PR #5128, opened 2026-07-05
fix: require bearer auth for unauthenticated /admin/drafts endpoints

RealDiligent:
## Summary

- **Root cause:** `/admin/drafts*` routes (list, inspect, force-delete) are mounted with **no authentication**. Production nginx proxies `/` to `phase-server`, so these endpoints are internet-reachable.
- **Impact:** Any anonymous caller can enumerate drafts, read full session JSON (including per-seat `player_tokens` and lobby passwords via `to_persisted()`), and **DELETE** drafts plus their in-progress games.
- **Fix:** Mount `/admin/*` only when `PHASE_ADMIN_TOKEN` is set; require `Authorization: Bearer <token>` with constant-time comparison. Without a token configured, admin routes are absent (**404**, fail-closed). `/p2p-draft-backup*` stays public (normal client flow).

Complements merged #5038 (draft join password) and #5053 (P2P backup token redaction). Does **not** bundle admin response secret redaction (separate concern).

## Review notes (prior #5041 feedback addressed)

- Env-only token (no CLI flag)
- HTTP router tests: no token → 404; token set, missing/wrong Bearer → 401; valid Bearer → 200
- Case-insensitive `Bearer` scheme (RFC 9110)
- `merge_admin_routes` shared by production and tests

## Test plan

- [x] Unit tests: `tokens_match`, `admin_request_authorized` (incl. case variants)
- [x] Router tests: 404 / 401 / 200 paths
- [ ] CI green

### DIFF
--- a/README.md
+++ b/README.md
@@ -173,6 +173,7 @@ Docker uses environment variables for the common options:
 | `PHASE_LOBBY_ONLY` | `--lobby-only` | false | Matchmaking broker mode |
 | `PHASE_LOG_JSON` | `--log-json` | false | Emit JSON logs |
 | `PHASE_LOG_DIR` | `--log-dir` | stdout | Write logs to files |
+| `PHASE_ADMIN_TOKEN` | — | unset | Bearer token for `/admin/*` endpoints (environment variable only; no CLI flag). Unset ⇒ admin routes disabled (404). Send as `Authorization: Bearer <token>`. |
 
 You can also pass server flags after the image name:
 
--- a/crates/phase-server/Cargo.toml
+++ b/crates/phase-server/Cargo.toml
@@ -40,4 +40,3 @@ ngrok = ["dep:ngrok"]
 futures-util = "0.3"
 tempfile = "3"
 tokio-tungstenite = "0.29"
-tower = { version = "0.5", features = ["util"] }
--- a/crates/phase-server/Cargo.toml
+++ b/crates/phase-server/Cargo.toml
@@ -40,3 +40,4 @@ ngrok = ["dep:ngrok"]
 futures-util = "0.3"
 tempfile = "3"
 tokio-tungstenite = "0.29"
+tower = { version = "0.5", features = ["util"] }
--- a/crates/phase-server/src/main.rs
+++ b/crates/phase-server/src/main.rs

────────────────

• Exercise: Only the lines from the one containing "Complements merged #5038" through the one containing "## Test plan" are to be retyped, both boundary lines included, with no other material.

• Result of the task:
Complements merged #5038 (draft join password) and #5053 (P2P backup token redaction). Does **not** bundle admin response secret redaction (separate concern).

## Review notes (prior #5041 feedback addressed)

- Env-only token (no CLI flag)
- HTTP router tests: no token → 404; token set, missing/wrong Bearer → 401; valid Bearer → 200
- Case-insensitive `Bearer` scheme (RFC 9110)
- `merge_admin_routes` shared by production and tests

## Test plan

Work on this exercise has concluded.